> _Exercise_: Locate every line in the records below that contains the word "column", and copy each one.

> _Data listing_:
----------------------------------------
PR #1363, opened 2025-06-04
Add error information on deserialization errors

BonelessImpl:
There are many situations when error information is needed when deserialization fails. Currently, the error just states that deserialization failed without any hint to what happened. I added the error to the printed message. 

This is motivated by having received complaints from users, stating that the error, in its current state, is not helpful enough.

---

for 
```rust
        .args(b"{\"greeting\": \"Hello World!\",}".to_vec())
```
this pr changes error from 
```bash
Smart contract panicked: Failed to deserialize input from JSON.
```
to
```bash
Smart contract panicked: Failed to deserialize input from JSON. Error: `trailing comma at line 1 column 29`
```

for 
```rust
        .args(b"{\"wrong_key\": \"Hello World!\"}".to_vec())
```
this pr changes error from
```bash
Smart contract panicked: Failed to deserialize input from JSON.
```
to
```bash
Smart contract panicked: Failed to deserialize input from JSON. Error: `missing field `greeting` at line 1 column 29`
```

### DIFF
--- a/near-sdk-macros/src/core_impl/code_generator/impl_item_method_info.rs
+++ b/near-sdk-macros/src/core_impl/code_generator/impl_item_method_info.rs
@@ -122,9 +122,7 @@ impl ImplItemMethodInfo {
                         Some(input) => match ::near_sdk::serde_json::from_slice(&input) {
                             Ok(deserialized) => deserialized,
                             Err(e) => {
-                                let mut err = String::from("Failed to deserialize input from JSON. Error: ");
-                                err.push_str(&e.to_string());
-                                ::near_sdk::env::panic_str(&err);
+                                ::near_sdk::env::panic_str(&format!("Failed to deserialize input from JSON. Error: `{e}`"));
                             }
                         },
                         None => ::near_sdk::env::panic_str("Expected input since method has arguments.")
@@ -135,9 +133,7 @@ impl ImplItemMethodInfo {
                         Some(input) => match ::near_sdk::borsh::BorshDeserialize::try_from_slice(&input) {
                             Ok(deserialized) => deserialized,
                             Err(e) => {
-                                let mut err = String::from("Failed to deserialize input from Borsh. Error: ");
-                                err.push_str(&e.to_string());
-                                ::near_sdk::env::panic_str(&err);
+                                ::near_sdk::env::panic_str(&format!("Failed to deserialize input from Borsh. Error: `{e}`"));
                             }
                         },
----------------------------------------
> _Your response_:
Smart contract panicked: Failed to deserialize input from JSON. Error: `trailing comma at line 1 column 29`
Smart contract panicked: Failed to deserialize input from JSON. Error: `missing field `greeting` at line 1 column 29`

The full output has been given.